Monday, January 24, 2011

Reverse racism?


Imagine the furore in various media circles up and down New Zealand, if all country’s major political leaders – and their various hangers-on – went off cap in hand – to the headquarters of the local Scientologists to try and curry favour with its leadership and members!
There would be thunderous editorials in all the country’s newspapers criticising the politicos for engaging with such cultists and lamenting the influence of religion on politics.
Meanwhile, the talking heads on all the television current affairs shows would be in near apoplexy at the very idea of our leading politicians currying favour with such a strange religious institution.
So how come the annual pilgrimage to Ratana Pa - by Uncle Tom Cobley and all of the key New Zealand political movers and shakers - does not raise a collective eyebrow?
Let’s get real; Ratana is nothing more than a very minor and strange religious cult. From my observation, the only difference between TW Ratana and L. Ron Hubbard is that the latter has a lot more followers around the world than the long, deceased and self-professed Maori prophet.
According to Ratana followers, the basis of their religion comes out of the late Tahupotiki Wiremu Ratana seeing a vision, which he regarded as divinely inspired. Apparently the said vision asked Ratana to preach the gospel to the Maori people, destroy the power of the tohunga (Maori spiritualism) and to cure the spirits and bodies of his people. Ratana established a name for himself as the "Maori Miracle Man". Initially, the movement was seen as a Christian revival, but it soon moved away from mainstream churches.
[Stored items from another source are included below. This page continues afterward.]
PR #1250, opened 2015-04-20
Add AMD bundle to dist build

interactivellama:
This adds a mangled JS file to the `dist/js` folder which contains Fuel UX Bundled AMD (Require.JS, jQuery, Bootstrap, Moment.js and Fuel UX). 

Approx. size when gzipped: 124KB.

Testing task (qunit:validate-distBundledAMD) has also been added to double check that concatenating and mangling does not break anything. Same actual control tests are being used. This test runs on release.

It also includes a module/define name called `fuelux-bundled-amd` for convenience for those developers that don't like a lot of typing.

### DIFF
--- a/Gruntfile.js
+++ b/Gruntfile.js
@@ -271,6 +271,11 @@ module.exports = function (grunt) {
 				options: {
 					urls: ['http://localhost:<%= connect.testServer.options.port %>/test/?testdist=true']
 				}
+			},
+			distBundledAMD: {
+				options: {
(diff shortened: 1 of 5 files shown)


kevinparkerson:
I'm ok with this technology stack bundle, but it should be in a different repo, not in Fuel UX. Otherwise it pollutes the Fuel UX library and confuses what it actually is. We should keep dist simple as possible for those using this particular library outside of our company.

kevinparkerson:
We're going to make a separate repo for this. I will do the work by next Monday.

Issue #1237, opened 2015-04-14
Ability to have x, N.x, and N.N.x releases on CDN


cormacmccarthy:
Use cases:

* Jsfiddles, codepens, etc
* Documentation sites (getfuelux.com, pages, etc)
* Small projects (non-enterprise)

Lowers cost of maintaining our disparate documentation efforts. Lowers cost of maintenance for small-potatoes sites where the cost of updating after each release is greater than the cost of fixing something when you happen to notice a release broke it.

cormacmccarthy:
Talking with "the Aarons" right now to get our CDN configured correctly to allow for this. Will require uploading to a few different places on the CDN with each release instead of just one. Will require some CDN cache flushes at release time. Will require custom expire headers on *.x CDN targets to be much lower than the year we have them set for right now (one day? one week?).

tomByrer:
[jsDelivr CDN](http://www.jsdelivr.com/) already has [versioning including `latest`](https://github.com/jsdelivr/jsdelivr#version-aliasing) built-in, with loads more features; why not use that instead?

interactivellama:
Thanks for putting that on our radar, Tom. It's working for me: http://cdn.jsdelivr.net/fuelux/latest/js/fuelux.min.js

This works wonderfully, too. http://cdn.jsdelivr.net/g/jquery,bootstrap,fuelux

PR #1251, opened 2015-04-21
Use jsDelivr as to load webpage assets

tomByrer:
2 fewer DNS lookups, auto-updating minor versions, & save a few TCP packets saved thanks to better gzip compressing concocted files.
ref: https://github.com/ExactTarget/fuelux/issues/1237#issuecomment-94459432

### DIFF
--- a/README.md
+++ b/README.md
@@ -29,15 +29,11 @@ Read the [Getting started page](http://getfuelux.com/getting-started.html) for m
 
 Add `fuelux` class to the portion of the page using Fuel UX as seen [here](https://github.com/exacttarget/fuelux/blob/master/DETAILS.md#using-fuel-ux).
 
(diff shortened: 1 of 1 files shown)


interactivellama:
I like this. I will review it with our team today. 

Also this [grunt task](https://github.com/ExactTarget/fuelux/blob/master/Gruntfile.js#L373) will need to be modified (or possibly add another regex find and replace task), since we automate changing the version number at release, so we don't have to touch the readme.md files manually.

interactivellama:
I'm sorry, Tom, but we are too much aligned with our current CDN provider and use it in production to depend on another CDN that we are not that familiar with. We plan on using your URL in JSfiddle and some documentation from time to time. This looks like a really cool project, and I hope it grows!

tomByrer:
Thanks.

Issue #1253, opened 2015-04-21
Scrollbar in repeater bleeds into header 


swilliamset:
Because of the viewport positioning and sizing the scrollbar is not cleanly/natively positioned with the records and overlaps with the header content.

![unnamed](https://cloud.githubusercontent.com/assets/347227/7257193/cae1237c-e821-11e4-9d52-35907daa8d12.png)

BenjaminNeilDavis:
This will be fixed with my pull request for issue #1254

interactivellama:
This is a different issue. This design bug still exists after the fix to `.scrolling`

interactivellama:
I just remembered some more history on this. Before you joined the team, Stephen. Kevin and I asked design about this issue in the large pattern library meeting. It would have been May or June of 2014.

I'm still looking into this, but we may be spinning our wheels and did have design approval previously. If things have changed and design has said this is important, than we can try to accommodate for that. 

Looking into creating another view / options override.

jamin-hall:
Ok. Good to know. I was having a hard time remembering those conversations, but it’s probably because I wasn’t there. :) I think this is something we should definitely fix. It’s a small detail, but it feels off. As to how high we prioritize and when we fix it, I think there’s room for discussion.

This example feels off, but I think we can live with temporarily while we find a fix.
[cid:BFA06D17-DB52-425E-8115-D6BF2EEF1054]



This example feels broken and we should fix as soon as possible. Might seem superficial, but if a user sees this it communicates a lack of polish and plants a seed of mistrust.
[cid:B2038122-2417-406D-89EA-D5FDBBAF9954]

interactivellama:
Thanks, Jamin. I'm going to remove the high priority tag based on your feedback, but keep it in a milestone, so that it doesn't get lost.

PR #1255, opened 2015-04-22
Allow repeater to scroll when needed

### LINKED ISSUE #1254: Repeater-list not scrolling like it should
After the addition of frozen columns a class was moved causing it to not scroll properly.

BenjaminNeilDavis:
Everything was wrapped in .scrolling on the canvas. When the repeater actually needed to scroll it was being overwritten because .scrolling was not being called correctly. Issue that came from my changes for frozen columns.

Fixes #1254 and #1253


interactivellama:
Thanks for the fix, Ben!

PR #1263, opened 2015-04-24
Add radio markup deprecation notice, update markup

### LINKED ISSUE #1261: radio check method broken if documented markup is used
Out test/dev markup does not match our documentation, so our radio methods are failing if the documented markup is used. I believe this only affects 3.7.0-3.7.1. Previously releases should not be affected.

This works:

```
      <div class="radio">
        <label class="radio-custom" data-initialize="radio" id="myCustomRadio1">
          <input class="sr-only" name="radio1" type="radio" value="" id="radio1">
          <span class="radio-label">Custom radio unchecked on page load</span>
        </label>
      </div>
```
https://github.com/ExactTarget/fuelux/blob/master/index.html#L725

This does NOT work:
```
<div class="radio" data-initialize="radio" id="myCustomRadio">
  <label class="radio-custom">
    <input class="sr-only" name="radioEx1" type="radio" value="option1">
    Browser-independent radio unchecked on page load
  </label>
</div>
```
http://getfuelux.com/javascript.html#radio

~~The plan is to release an update to the code that allows the documented markup to work, since that was the intent of @mbeard 's refactor.~~

**UPDATE:** `data-initialize="radio" id="myCustomRadio"` should *always* be on the label, so that we are consistent with inline and block. Then, the only difference is the `.radio` CSS class placement.

interactivellama:
Fixes #1261.

### DIFF
--- a/_includes/js/radio.html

Meanwhile, Scientology is based on the teachings of the late L. Ron Hubbard – another self-professed religious leader. Hubbard taught that people are immortal beings who have forgotten their true nature. Scientology backs a method of spiritual rehabilitation in which practitioners aim to consciously re-experience painful or traumatic events in their past in order to free themselves of their limiting effects. In many countries, Scientology is not recognised as a mainstream religion.
So what is the difference? How come the Scientologist are not receiving annual delegations of New Zealand political parties?
Would the media be so accommodating if John Key and Phil Goff trudged off to the impress the leadership of the Catholic, Anglican or Presbyterian Churches at Easter?
I doubt it!
Is there not some political rule about the separation of church and state in New Zealand?
Is this not just reverse racism?
Do media in New Zealand turn a (colour) blind eye to the rather unseemly and weird rush by the nation’s leading politicians to Ratana every year because this religion is the sole domain of Maori?
Can someone fill me in? I am confused.